EXERCISE BRIEF »
Repeat exactly the opening lines of the records, ending with the line that contains "plus the multiplication".

EXTRACTED DATA »
PR #8088, opened 2026-06-16
More accurate `f64` unit conversions

robertbastian:
Document `f64` rounding semantics, and improve accuracy. Tested against the `Ratio<BigInt>` code path.

#8058 

## Changelog

icu_experimental:
units:
    * document `f64` semantics and improve accuracy

### DIFF
--- a/components/experimental/src/units/convertible.rs
+++ b/components/experimental/src/units/convertible.rs
@@ -57,33 +57,136 @@ impl Convertible for &'_ Ratio<BigInt> {
     }
 }
 
+#[derive(Debug, Clone, Copy)]
+#[doc(hidden)]
+pub struct RatioF64 {
+    numerator: f64,
+    denominator: f64,
+}
+
 impl Convertible for f64 {
-    type Factor = f64;
+    type Factor = RatioF64;
     type Addend = f64;
     type Result = f64;
 
-    // TODO: reduce error
+    // This code performs up to 4 rounding operations:
+    // * factor numerator and denominator from BigInt to f64 (factor_from_ratio_bigint)
+    //   * this will be exact in most cases, but may be inexact for conversions involving
+    //     large SI prefixes
+    // * a single rounding for the multiplication and division
+    //   * if the intermediate error is not representable, it falls back to double-rounding
+    //     the multiplication and division
     fn mul(self, factor: &Self::Factor) -> Self::Result {
-        self * factor
+        let double_rounded = self * factor.numerator / factor.denominator;
+        // The multiplication error is the difference of the rounded multiplication
+        // and the multiplication evaluated in full precision (FMA)
+        let multiplication_error = self.mul_add(factor.numerator, -(self * factor.numerator));
+        // The total error is the difference between the rounded multiplication+division
+        // and the multiplication evaluated in full precision, plus the multiplication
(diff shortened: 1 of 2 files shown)


components/experimental/src/units/convertible.rs
```diff
@@ -57,33 +57,136 @@ impl Convertible for &'_ Ratio<BigInt> {
...
+}
+
 impl Convertible for f64 {
-    type Factor = f64;
+    type Factor = RatioF64;
     type Addend = f64;
     type Result = f64;
 
-    // TODO: reduce error
+    // This code performs up to 4 rounding operations:
```
eggrobin, line 72: I am not sure how you are counting things, but I have either five or six roundings involved in the final error (depending on whether you count the last one), namely:
* 1,2: the two in the evaluation of `double_rounded`, 
* ~~3: the one in the FMA of total_error (contrary to `multiplication_error` which is the classic exact TwoProduct, I see no reason that $fl(\mathtt{self} \times \mathtt{factor.numerator})-\mathtt{double\textunderscore rounded}\times \mathtt{factor.denominator}$  should be representable, there is no such thing as an exact TwoQuotient, so the FMA rounds, albeit once)~~ EDIT: Nevermind, that one is probably exact too, this is something like the low half of TwoProduct(d, dr).
* 4: the one from the sum of the result of that FMA and `multiplication_error`
* 5: the one from the division in `total_error`.

Of course I may well have screwed up the error analysis.

But more importantly, describing it that way is short-changing the computation, because in contrast with Convertible::mul_add below that is built on top of this one, and really just straightforwardly adds another roundoff to the pile, these five roundings contribute to the error on the error: they are _squared_ roundoffs. Obviously the last rounding does give you one roundoff (this is never going to be better than correctly rounded!), but the relative error bound I have on the result is $u+5u^2(1+u)^4$, where $u$ is the unit roundoff.
$u=2^{-53}$ in binary64 rounded to nearest (half the ULP of 1 above), so the error bound is a smidge above $(1+5\times 2^{-53})u$: this is not quite correctly rounded but it often will be, and it certainly is faithfully rounded.

components/experimental/src/units/convertible.rs
```diff
@@ -57,33 +57,136 @@ impl Convertible for &'_ Ratio<BigInt> {
...
+    // * factor numerator and denominator from BigInt to f64 (factor_from_ratio_bigint)
+    //   * this will be exact in most cases, but may be inexact for conversions involving
+    //     large SI prefixes
+    // * a single rounding for the multiplication and division
+    //   * if the intermediate error is not representable, it falls back to double-rounding
+    //     the multiplication and division
     fn mul(self, factor: &Self::Factor) -> Self::Result {
-        self * factor
+        let double_rounded = self * factor.numerator / factor.denominator;
```
eggrobin, line 80: `double_rounded` is an unfortunate term, [double rounding](https://en.wikipedia.org/wiki/Rounding#Double_rounding) being a term of art and not what is happening here.

sffc (commented):
Please move the impl to its own file, and pull any useful tests from #8058.

robertbastian:
I closed this PR last week, I'm not planning on working on this.

sffc:
ok, let's just continue discussion in https://github.com/unicode-org/icu4x/issues/8116.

EXPECTED OUTPUT »
PR #8088, opened 2026-06-16
More accurate `f64` unit conversions

robertbastian:
Document `f64` rounding semantics, and improve accuracy. Tested against the `Ratio<BigInt>` code path.

#8058 

## Changelog

icu_experimental:
units:
    * document `f64` semantics and improve accuracy

### DIFF
--- a/components/experimental/src/units/convertible.rs
+++ b/components/experimental/src/units/convertible.rs
@@ -57,33 +57,136 @@ impl Convertible for &'_ Ratio<BigInt> {
     }
 }
 
+#[derive(Debug, Clone, Copy)]
+#[doc(hidden)]
+pub struct RatioF64 {
+    numerator: f64,
+    denominator: f64,
+}
+
 impl Convertible for f64 {
-    type Factor = f64;
+    type Factor = RatioF64;
     type Addend = f64;
     type Result = f64;
 
-    // TODO: reduce error
+    // This code performs up to 4 rounding operations:
+    // * factor numerator and denominator from BigInt to f64 (factor_from_ratio_bigint)
+    //   * this will be exact in most cases, but may be inexact for conversions involving
+    //     large SI prefixes
+    // * a single rounding for the multiplication and division
+    //   * if the intermediate error is not representable, it falls back to double-rounding
+    //     the multiplication and division
     fn mul(self, factor: &Self::Factor) -> Self::Result {
-        self * factor
+        let double_rounded = self * factor.numerator / factor.denominator;
+        // The multiplication error is the difference of the rounded multiplication
+        // and the multiplication evaluated in full precision (FMA)
+        let multiplication_error = self.mul_add(factor.numerator, -(self * factor.numerator));
+        // The total error is the difference between the rounded multiplication+division
+        // and the multiplication evaluated in full precision, plus the multiplication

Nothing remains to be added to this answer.